First, we define the loss functions in the paper:

import math
import networkx as nx
import numpy as np
from functools import reduce

import keras
from keras import Model, backend as K, regularizers
from keras.layers import Dense, Embedding, Input, Reshape, Subtract, Lambda


def build_reconstruction_loss(beta):
    """
    return the loss function for 2nd order proximity

    beta: the definition below Equation 3"""
    assert beta > 1

    def reconstruction_loss(true_y, pred_y):
        diff = K.square(true_y - pred_y)

        # borrowed from https://github.com/suanrong/SDNE/blob/master/model/sdne.py#L93
        weight = true_y * (beta - 1) + 1

        weighted_diff = diff * weight
        return K.mean(K.sum(weighted_diff, axis=1))  # mean square error
    return reconstruction_loss


def edge_wise_loss(true_y, embedding_diff):
    """1st order proximity
    """
    # true_y supposed to be None
    # we don't use it
    return K.mean(K.sum(K.square(embedding_diff), axis=1))  # mean square error

Then the main algorithm

class SDNE():
    def __init__(self,
                 graph,
                 encode_dim,
                 weight='weight',
                 encoding_layer_dims=[],
                 beta=2, alpha=2,
                 l2_param=0.01):
        """graph: nx.Graph
        encode_dim: int, length of inner most dim
        beta: beta parameter under Equation 3
        alpha: weight of loss function on self.edges
        """
        self.encode_dim = encode_dim

        ###################
        # GRAPH STUFF
        ###################

        self.graph = graph
        self.N = graph.number_of_nodes()
        self.adj_mat = nx.adjacency_matrix(self.graph).toarray()
        self.edges = np.array(list(self.graph.edges_iter()))

        # weights
        # default to 1
        weights = [graph[u][v].get(weight, 1.0)
                   for u, v in self.graph.edges_iter()]
        self.weights = np.array(weights, dtype=np.float32)[:, None]

        if len(self.weights) == self.weights.sum():
            print('the graph is unweighted')
        
        ####################
        # INPUT
        ####################

        # one end of an edge
        input_a = Input(shape=(1,), name='input-a', dtype='int32')
        # the other end of an edge
        input_b = Input(shape=(1,), name='input-b', dtype='int32')
        edge_weight = Input(shape=(1,), name='edge_weight', dtype='float32')

        ####################
        # network architecture
        ####################
        encoding_layers = []
        decoding_layers = []
        
        embedding_layer = Embedding(output_dim=self.N, input_dim=self.N,
                                    trainable=False, input_length=1, name='nbr-table')
        # if you don't do this, the next step won't work
        embedding_layer.build((None,))
        embedding_layer.set_weights([self.adj_mat])
        
        encoding_layers.append(embedding_layer)
        encoding_layers.append(Reshape((self.N,)))
        
        # encoding
        encoding_layer_dims = [encode_dim]
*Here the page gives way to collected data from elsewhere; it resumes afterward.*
PR #3152, opened 2025-07-23
Trigger cifmw-pod-zuul-files on each change

danpawlik:
It is not a first time, that some molecule job is missing, because some role was added and cifmw-pod-zuul-files job was not triggered.

Add the CI job and run it for each change that was done.


sdatko (approved):

danpawlik:
recheck

PR #3153, opened 2025-07-23
Add KRB5_TRACE variable for trace logging output

adrianfusco:
Adding KRB5_TRACE to have more information about the authentication. [OSPCIX-936](https://issues.redhat.com//browse/OSPCIX-936)

### DIFF
--- a/roles/dlrn_report/tasks/dlrn_report_results.yml
+++ b/roles/dlrn_report/tasks/dlrn_report_results.yml
@@ -20,6 +20,8 @@
       kinit
       {{ cifmw_dlrn_report_krb_user_realm }}
       -k -t {{ cifmw_dlrn_report_keytab }}
+  environment:
+    KRB5_TRACE: /dev/stdout
   retries: 5
   delay: 60
   register: _kinit_status


sdatko (changes requested):
I like the idea of using environment, but why you are touching the cmd then? Please keep it as it was

roles/dlrn_report/tasks/dlrn_report_results.yml
```diff
@@ -16,10 +16,11 @@
 
 - name: Perform kinit for DLRN kerberos authentication
   ansible.builtin.command:
-    cmd: >-
-      kinit
-      {{ cifmw_dlrn_report_krb_user_realm }}
-      -k -t {{ cifmw_dlrn_report_keytab }}
+    cmd: >
+      kinit {{ cifmw_dlrn_report_krb_user_realm }}
+            -k -t {{ cifmw_dlrn_report_keytab }}
```
sdatko, line 21: I like the idea of using environment, but why you are touching the cmd then? Please keep it as it was

evallesp (approved):

PR #3158, opened 2025-07-24
Call tasks from roles if play host is same

danpawlik:
After we migrate some playbooks into roles, we can drop the convention how it was done earlier - few plays where each was done on same host and each was calling one (or few) task in role. It is not needed, we can call other tasks in role in one play, because all is done on same host.

### DIFF
--- a/deploy-edpm.yml
+++ b/deploy-edpm.yml
@@ -43,7 +43,7 @@
       tags:
         - infra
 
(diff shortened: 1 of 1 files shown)


amartyasinha (approved):

evallesp (approved):
LGTM!

PR #3163, opened 2025-07-25
Change reproducer ANSIBLE_LOG_PATH

evallesp:
With this we'll able to retrieve that log file

### DIFF
--- a/roles/reproducer/tasks/configure_architecture.yml
+++ b/roles/reproducer/tasks/configure_architecture.yml
@@ -6,7 +6,7 @@
       vars:
         run_directory: "{{ _cifmw_reproducer_framework_location }}"
         exports:
-          ANSIBLE_LOG_PATH: "~/ansible-deploy-architecture.log"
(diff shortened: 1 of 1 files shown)


roles/reproducer/tasks/configure_architecture.yml
```diff
@@ -6,7 +6,7 @@
       vars:
         run_directory: "{{ _cifmw_reproducer_framework_location }}"
         exports:
-          ANSIBLE_LOG_PATH: "~/ansible-deploy-architecture.log"
+          ANSIBLE_LOG_PATH: "~/ci-framework-data/logs/ansible-deploy-architecture.log"
```
danpawlik, line 9: there are no vars poiting to `ci-framework-data` or logs?

evallesp: No that I've found.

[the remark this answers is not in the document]
evallesp: I've found that {{ ansible_user_dir }} -> /home/zuul, so it should be:
{{ ansible_user_dir }}/ci-framework-data/logs/

PR #3156, opened 2025-07-24
libvirt multiple interfaces to the same network

eshulman2:
Allow multiple interfaces to be attached from the same network.

Jira: [OSPRH-18516](https://issues.redhat.com//browse/OSPRH-18516)

PR #3056, opened 2025-06-09
Make worker-Nodes take preference in nncp ci_kustomize

evallesp:
As for example in 3+3 scenarios, we want to run all openstack namespaces pods
in the worker nodes.

As we have different type of nodes: ocp, crc and ocp-worker; we want to
select the nodes by taking precedende to worker nodes if defined.
If not, we want to check if it's a SNO crc deployment, and lastly, we'll
go by typical scenarios where the control-plane, master and workers in the same
nodes.

PR #3170, opened 2025-07-30
[OSPRH-18411] Remove default bridged control plane network for HCI VA

abays:
Switches the HCI VA control plane network to use a single dedicated NIC instead of a bridged one.

Depends-on: https://github.com/openstack-k8s-operators/ci-framework/pull/3156
Depends-on: https://github.com/openstack-k8s-operators/architecture/pull/593

Jira: https://issues.redhat.com//browse/OSPRH-18411


abays:
recheck

abays:
> Would you please remove the two depends-on on in this PR?
> 
>     * architecture/pull/593 should depend on this patch (not the other way around)
> 
>     * [libvirt multiple interfaces to the same network #3156](https://github.com/openstack-k8s-operators/ci-framework/pull/3156) has merged

Doesn't this PR technically depend on https://github.com/openstack-k8s-operators/architecture/pull/593?  If this patch merged without that architecture PR having merged, then CIFMW would be broken for the `uni03gamma` job because it would be using [1] instead of still using [2] (so it would try to use `enp6s0` for the control plane network when it should still be using `ospbr` since https://github.com/openstack-k8s-operators/architecture/pull/593 didn't merge yet).

Maybe the PRs are co-dependent?

[1] https://github.com/abays/ci-framework/blob/4f32850efa1a202e5024b7603139b189d9c6d8f0/roles/ci_gen_kustomize_values/templates/hci/network-values/values.yaml.j2#L84-L86
[2] https://github.com/openstack-k8s-operators/ci-framework/blob/412a7b648027f8fda98cd8b332af57bbbf489708/roles/ci_gen_kustomize_values/templates/common/network-values/values.yaml.j2#L84-L85

abays:
Testing with uni03gamma (which uses HCI VA) completed successfully

fultonj:
> > Would you please remove the two depends-on on in this PR?
> > ```
> > * architecture/pull/593 should depend on this patch (not the other way around)
> > 
> > * [libvirt multiple interfaces to the same network #3156](https://github.com/openstack-k8s-operators/ci-framework/pull/3156) has merged
> > ```
> 
> Doesn't this PR technically depend on [openstack-k8s-operators/architecture#593](https://github.com/openstack-k8s-operators/architecture/pull/593)? If this patch merged without that architecture PR having merged, then CIFMW would be broken for the `uni03gamma` job because it would be using [1] instead of still using [2] (so it would try to use `enp6s0` for the control plane network when it should still be using `ospbr` since [openstack-k8s-operators/architecture#593](https://github.com/openstack-k8s-operators/architecture/pull/593) didn't merge yet).

I was thinking that if architecture/pull/593 merged without this patch that it wouldn't have what it needed. I guess it can work both ways.

> Maybe the PRs are co-dependent?
> 
> [1] https://github.com/abays/ci-framework/blob/4f32850efa1a202e5024b7603139b189d9c6d8f0/roles/ci_gen_kustomize_values/templates/hci/network-values/values.yaml.j2#L84-L86 [2]
> 
> https://github.com/openstack-k8s-operators/ci-framework/blob/412a7b648027f8fda98cd8b332af57bbbf489708/roles/ci_gen_kustomize_values/templates/common/network-values/values.yaml.j2#L84-L85

roles/ci_gen_kustomize_values/templates/hci/network-values/values.yaml.j2
```diff
@@ -0,0 +1,126 @@
+---
+# source: hci/network-values/values.yaml.j2
+{% set _ipv = cifmw_ci_gen_kustomize_values_ip_version_var_mapping %}
+{% set ns = namespace(interfaces={},
+                      ocp_index=0,
+                      lb_tools={}) %}
+data:
+{% for host in cifmw_networking_env_definition.instances.keys() -%}
+{%   if host is match('^(ocp|crc).*') %}
```
evallesp, line 9: In order to take worker nodes take preferences in master+worker nodes in 3+3 scenarios, we have an ongoing patch that do this briefly different: https://github.com/openstack-k8s-operators/ci-framework/pull/3056

I'm unsure if we want to update this after the other is (eventually) merge, or if we want directly go the same approach here.

evallesp (commented):
LGTM in general, a question about how to proceed.

evallesp (approved):

PR #3171, opened 2025-07-31
Revert "Trigger cifmw-pod-zuul-files on each change"

amartyasinha:
Reverts openstack-k8s-operators/ci-framework#3152

This patch is breaking other buildsets. Reverting it to unblock other buildsets.
Ref: https://softwarefactory-project.io/zuul/t/rdoproject.org/buildset/36068ef9763d4be0830a7348feaad7c7

### DIFF
--- a/zuul.d/project-templates.yaml
+++ b/zuul.d/project-templates.yaml
@@ -12,7 +12,6 @@
             dependencies:
               - openstack-k8s-operators-content-provider
         - cifmw-crc-podified-edpm-baremetal: *content_provider
-        - cifmw-pod-zuul-files
 
 - project-template:
     name: podified-multinode-edpm-pipeline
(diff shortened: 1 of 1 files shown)


bshewale (approved):

tosky:
> > there was a reason why @dpawlik enabled those jobs for verifying changes
> 
> Every change always has a reason, isn't it? Priority should be to unblock by reverting unless we can fix it quickly. How was #3152 tested before merging? AFAICT, it does not talk talk about running it in every repo.

But the fix was found and proposed, so priority was given to unblock.
Let's go with https://github.com/openstack-k8s-operators/ci-framework/pull/3173 ?

rabi:
> > > there was a reason why @dpawlik enabled those jobs for verifying changes
> > 
> > 
> > Every change always has a reason, isn't it? Priority should be to unblock by reverting unless we can fix it quickly. How was #3152 tested before merging? AFAICT, it does not talk talk about running it in every repo.
> 
> But the fix was found and proposed, so priority was given to unblock. Let's go with #3173 ?

Sure, if we can confirm that would fix the issue without rechecking PRs in other repos.

sdatko:
It did work properly in edpm-ansible – https://softwarefactory-project.io/zuul/t/rdoproject.org/build/73b2021521634d61b2e463314c612b33

Closing this merge request then :+1:

PR #3175, opened 2025-07-31
Fix a few more oc rsh openstacklient calls (add namespace)

tosky:
It seems that previous switch to the openstack project is not effective (maybe it takes more time than expected?) so let's specify the namespace explicitly in a few more places.


evallesp (approved):

tosky:
Probably not needed, it turned out that it was a deployment issue. Due to an hook, a certificate was added to the pods after the deployment, which caused the pods to restart. The subsequent hooks then didn't find the openstackclient pod as it was being removed and restarted.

        for i, dim in enumerate(encoding_layer_dims):
            layer = Dense(dim, activation='sigmoid',
                          kernel_regularizer=regularizers.l2(l2_param),
                          name='encoding-layer-{}'.format(i))
            encoding_layers.append(layer)

        # decoding
        decoding_layer_dims = encoding_layer_dims[::-1][1:] + [self.N]
        for i, dim in enumerate(decoding_layer_dims):
            if i == len(decoding_layer_dims) - 1:
                activation = 'sigmoid'
            else:
                # activation = 'relu'
                activation = 'sigmoid'
            layer = Dense(
                dim, activation=activation,
                kernel_regularizer=regularizers.l2(l2_param),
                name='decoding-layer-{}'.format(i))
            decoding_layers.append(layer)
        
        all_layers = encoding_layers + decoding_layers

        ####################
        # VARIABLES
        ####################
        encoded_a = reduce(lambda arg, f: f(arg), encoding_layers, input_a)
        encoded_b = reduce(lambda arg, f: f(arg), encoding_layers, input_b)

        decoded_a = reduce(lambda arg, f: f(arg), all_layers, input_a)
        decoded_b = reduce(lambda arg, f: f(arg), all_layers, input_b)
        
        embedding_diff = Subtract()([encoded_a, encoded_b])

        # add weight to diff
        embedding_diff = Lambda(lambda x: x * edge_weight)(embedding_diff)

        ####################
        # MODEL
        ####################
        self.model = Model([input_a, input_b, edge_weight],
                           [decoded_a, decoded_b, embedding_diff])
        
        reconstruction_loss = build_reconstruction_loss(beta)

        self.model.compile(
	    optimizer='adadelta',
            loss=[reconstruction_loss, reconstruction_loss, edge_wise_loss],
            loss_weights=[1, 1, alpha])
                           
        self.encoder = Model(input_a, encoded_a)

        # for pre-training
        self.decoder = Model(input_a, decoded_a)
        self.decoder.compile(optimizer='adadelta',
                             loss=reconstruction_loss)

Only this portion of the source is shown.